Below is a listing. Quote from it, exactly, the lines from the one containing "fix those issues?" down to the one containing "I have started", both ends included, and nothing else.
┌──
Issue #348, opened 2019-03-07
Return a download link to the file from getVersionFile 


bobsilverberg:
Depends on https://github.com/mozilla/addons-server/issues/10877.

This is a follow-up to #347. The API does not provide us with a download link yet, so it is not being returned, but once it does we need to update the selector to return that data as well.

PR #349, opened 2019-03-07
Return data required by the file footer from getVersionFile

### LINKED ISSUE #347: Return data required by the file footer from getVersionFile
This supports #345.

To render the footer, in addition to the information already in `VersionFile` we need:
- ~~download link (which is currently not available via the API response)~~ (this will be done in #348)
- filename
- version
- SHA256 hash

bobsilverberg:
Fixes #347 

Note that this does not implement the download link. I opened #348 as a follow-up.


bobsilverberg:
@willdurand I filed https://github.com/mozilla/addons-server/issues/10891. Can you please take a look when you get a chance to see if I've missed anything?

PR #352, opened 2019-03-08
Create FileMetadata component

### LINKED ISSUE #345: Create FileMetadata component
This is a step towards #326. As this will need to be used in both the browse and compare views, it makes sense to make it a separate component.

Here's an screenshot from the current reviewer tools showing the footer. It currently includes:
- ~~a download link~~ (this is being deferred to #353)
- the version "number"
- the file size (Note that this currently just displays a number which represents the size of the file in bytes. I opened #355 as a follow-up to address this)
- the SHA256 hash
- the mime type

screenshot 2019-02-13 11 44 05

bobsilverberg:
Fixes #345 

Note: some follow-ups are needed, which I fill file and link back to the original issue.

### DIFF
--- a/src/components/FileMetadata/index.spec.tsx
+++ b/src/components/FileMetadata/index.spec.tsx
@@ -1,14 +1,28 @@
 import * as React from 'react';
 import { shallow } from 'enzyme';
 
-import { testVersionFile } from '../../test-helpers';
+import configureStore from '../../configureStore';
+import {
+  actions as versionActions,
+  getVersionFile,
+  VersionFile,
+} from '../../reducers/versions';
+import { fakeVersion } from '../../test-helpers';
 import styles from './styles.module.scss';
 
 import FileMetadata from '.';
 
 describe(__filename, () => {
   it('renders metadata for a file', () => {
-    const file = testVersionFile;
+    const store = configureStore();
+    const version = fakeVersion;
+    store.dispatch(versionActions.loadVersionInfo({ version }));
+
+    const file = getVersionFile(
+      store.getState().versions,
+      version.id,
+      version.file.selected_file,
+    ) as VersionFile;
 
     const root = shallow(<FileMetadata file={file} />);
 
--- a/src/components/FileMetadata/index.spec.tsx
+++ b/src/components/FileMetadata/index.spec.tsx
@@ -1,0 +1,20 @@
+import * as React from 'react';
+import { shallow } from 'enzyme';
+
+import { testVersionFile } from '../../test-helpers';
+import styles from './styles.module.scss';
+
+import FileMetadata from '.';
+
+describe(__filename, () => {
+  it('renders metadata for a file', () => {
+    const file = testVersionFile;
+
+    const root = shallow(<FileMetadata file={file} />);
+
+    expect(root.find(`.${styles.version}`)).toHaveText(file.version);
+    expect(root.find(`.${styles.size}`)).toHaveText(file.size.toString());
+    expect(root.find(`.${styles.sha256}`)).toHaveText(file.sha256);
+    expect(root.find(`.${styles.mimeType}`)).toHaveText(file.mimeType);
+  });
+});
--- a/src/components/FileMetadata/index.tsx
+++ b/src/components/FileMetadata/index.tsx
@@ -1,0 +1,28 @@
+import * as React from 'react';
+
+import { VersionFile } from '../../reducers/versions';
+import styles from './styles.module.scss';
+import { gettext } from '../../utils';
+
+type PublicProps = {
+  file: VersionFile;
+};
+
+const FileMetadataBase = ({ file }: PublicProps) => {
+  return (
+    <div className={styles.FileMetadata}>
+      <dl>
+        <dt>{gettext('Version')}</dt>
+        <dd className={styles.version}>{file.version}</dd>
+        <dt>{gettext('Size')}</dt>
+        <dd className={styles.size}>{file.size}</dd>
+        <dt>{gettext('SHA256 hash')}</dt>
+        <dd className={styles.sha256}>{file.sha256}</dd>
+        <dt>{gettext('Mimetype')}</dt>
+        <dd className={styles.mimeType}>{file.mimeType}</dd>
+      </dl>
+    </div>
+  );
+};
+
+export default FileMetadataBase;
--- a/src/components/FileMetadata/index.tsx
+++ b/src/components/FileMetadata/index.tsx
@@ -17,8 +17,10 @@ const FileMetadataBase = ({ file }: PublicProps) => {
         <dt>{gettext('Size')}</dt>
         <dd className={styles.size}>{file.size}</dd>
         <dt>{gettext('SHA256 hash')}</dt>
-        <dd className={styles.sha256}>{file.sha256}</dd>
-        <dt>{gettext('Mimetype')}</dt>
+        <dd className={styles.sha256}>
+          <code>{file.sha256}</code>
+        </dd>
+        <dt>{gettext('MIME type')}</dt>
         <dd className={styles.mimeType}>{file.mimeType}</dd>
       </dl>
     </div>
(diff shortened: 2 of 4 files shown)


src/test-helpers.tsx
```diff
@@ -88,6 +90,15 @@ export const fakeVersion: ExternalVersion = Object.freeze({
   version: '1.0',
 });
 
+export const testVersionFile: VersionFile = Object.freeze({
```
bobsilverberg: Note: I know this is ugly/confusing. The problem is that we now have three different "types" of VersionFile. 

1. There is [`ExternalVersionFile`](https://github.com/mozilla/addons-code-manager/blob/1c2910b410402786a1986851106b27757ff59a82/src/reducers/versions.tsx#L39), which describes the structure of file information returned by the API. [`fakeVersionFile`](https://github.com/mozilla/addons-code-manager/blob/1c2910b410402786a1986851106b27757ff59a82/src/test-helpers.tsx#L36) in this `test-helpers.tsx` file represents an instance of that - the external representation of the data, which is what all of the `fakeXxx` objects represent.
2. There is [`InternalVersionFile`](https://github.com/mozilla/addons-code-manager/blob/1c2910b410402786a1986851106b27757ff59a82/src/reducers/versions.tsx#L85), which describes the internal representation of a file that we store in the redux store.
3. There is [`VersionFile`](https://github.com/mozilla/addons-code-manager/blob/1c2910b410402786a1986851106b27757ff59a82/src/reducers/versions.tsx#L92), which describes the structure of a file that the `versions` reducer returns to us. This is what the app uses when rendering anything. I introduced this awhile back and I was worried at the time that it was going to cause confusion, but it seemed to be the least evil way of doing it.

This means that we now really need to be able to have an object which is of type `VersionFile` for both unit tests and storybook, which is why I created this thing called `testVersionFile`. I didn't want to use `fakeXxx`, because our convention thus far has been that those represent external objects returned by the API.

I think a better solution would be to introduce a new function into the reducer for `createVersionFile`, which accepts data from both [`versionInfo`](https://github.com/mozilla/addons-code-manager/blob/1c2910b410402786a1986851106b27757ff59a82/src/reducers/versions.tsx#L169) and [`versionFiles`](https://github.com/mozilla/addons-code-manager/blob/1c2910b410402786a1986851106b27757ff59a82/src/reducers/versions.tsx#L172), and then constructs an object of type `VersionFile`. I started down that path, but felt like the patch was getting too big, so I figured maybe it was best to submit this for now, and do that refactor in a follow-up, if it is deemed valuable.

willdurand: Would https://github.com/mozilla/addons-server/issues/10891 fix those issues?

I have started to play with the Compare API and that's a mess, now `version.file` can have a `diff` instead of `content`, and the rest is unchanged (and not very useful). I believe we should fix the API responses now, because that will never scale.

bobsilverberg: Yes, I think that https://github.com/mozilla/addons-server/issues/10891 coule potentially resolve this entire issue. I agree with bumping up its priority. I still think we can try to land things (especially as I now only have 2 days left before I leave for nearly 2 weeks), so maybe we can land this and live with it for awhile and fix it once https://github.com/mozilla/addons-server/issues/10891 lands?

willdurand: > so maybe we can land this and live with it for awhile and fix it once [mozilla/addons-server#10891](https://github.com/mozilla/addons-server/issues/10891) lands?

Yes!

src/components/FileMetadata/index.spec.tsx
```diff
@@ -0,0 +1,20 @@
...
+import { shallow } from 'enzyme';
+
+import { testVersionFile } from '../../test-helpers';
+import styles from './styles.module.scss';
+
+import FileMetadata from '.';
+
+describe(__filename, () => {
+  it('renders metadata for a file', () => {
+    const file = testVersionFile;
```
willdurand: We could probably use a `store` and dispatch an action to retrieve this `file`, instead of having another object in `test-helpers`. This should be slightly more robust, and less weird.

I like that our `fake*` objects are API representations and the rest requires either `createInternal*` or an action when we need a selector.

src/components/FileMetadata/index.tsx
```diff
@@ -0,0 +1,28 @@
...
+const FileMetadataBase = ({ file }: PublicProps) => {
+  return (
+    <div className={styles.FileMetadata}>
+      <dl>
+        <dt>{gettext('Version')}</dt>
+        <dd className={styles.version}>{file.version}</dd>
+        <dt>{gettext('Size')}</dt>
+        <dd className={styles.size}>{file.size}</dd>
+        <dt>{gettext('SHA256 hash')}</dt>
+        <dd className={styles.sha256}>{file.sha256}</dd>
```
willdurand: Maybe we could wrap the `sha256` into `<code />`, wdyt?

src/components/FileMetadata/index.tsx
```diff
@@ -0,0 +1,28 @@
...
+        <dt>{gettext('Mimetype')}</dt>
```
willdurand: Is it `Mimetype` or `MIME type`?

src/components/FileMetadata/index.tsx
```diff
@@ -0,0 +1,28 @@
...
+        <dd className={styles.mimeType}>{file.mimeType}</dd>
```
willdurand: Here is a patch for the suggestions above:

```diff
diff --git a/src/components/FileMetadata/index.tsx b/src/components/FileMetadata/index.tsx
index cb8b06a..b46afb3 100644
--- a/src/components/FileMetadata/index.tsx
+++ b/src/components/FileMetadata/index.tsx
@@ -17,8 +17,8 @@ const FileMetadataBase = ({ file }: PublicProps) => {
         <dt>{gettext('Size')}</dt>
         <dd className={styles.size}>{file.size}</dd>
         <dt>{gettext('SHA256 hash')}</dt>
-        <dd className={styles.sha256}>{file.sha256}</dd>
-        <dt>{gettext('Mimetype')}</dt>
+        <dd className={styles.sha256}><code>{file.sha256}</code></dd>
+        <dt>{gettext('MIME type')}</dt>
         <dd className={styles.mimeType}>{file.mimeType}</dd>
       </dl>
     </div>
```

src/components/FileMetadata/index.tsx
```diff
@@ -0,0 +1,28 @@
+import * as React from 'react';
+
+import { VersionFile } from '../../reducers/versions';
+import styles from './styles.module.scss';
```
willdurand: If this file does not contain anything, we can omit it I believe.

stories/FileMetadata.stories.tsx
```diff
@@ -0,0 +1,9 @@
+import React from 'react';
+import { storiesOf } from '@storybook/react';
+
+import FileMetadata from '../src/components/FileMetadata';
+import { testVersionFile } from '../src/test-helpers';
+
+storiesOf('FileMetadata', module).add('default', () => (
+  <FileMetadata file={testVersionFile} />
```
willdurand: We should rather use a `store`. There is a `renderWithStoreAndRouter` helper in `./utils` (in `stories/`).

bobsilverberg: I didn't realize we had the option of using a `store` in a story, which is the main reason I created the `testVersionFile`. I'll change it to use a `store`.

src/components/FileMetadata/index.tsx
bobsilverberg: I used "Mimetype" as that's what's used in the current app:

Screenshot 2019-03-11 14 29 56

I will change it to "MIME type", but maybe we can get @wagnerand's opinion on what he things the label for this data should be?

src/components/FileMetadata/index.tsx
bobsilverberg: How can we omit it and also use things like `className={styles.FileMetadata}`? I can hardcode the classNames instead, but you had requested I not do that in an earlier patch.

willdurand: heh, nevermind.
└──
> _Output for this exercise_:
willdurand: Would https://github.com/mozilla/addons-server/issues/10891 fix those issues?

I have started to play with the Compare API and that's a mess, now `version.file` can have a `diff` instead of `content`, and the rest is unchanged (and not very useful). I believe we should fix the API responses now, because that will never scale.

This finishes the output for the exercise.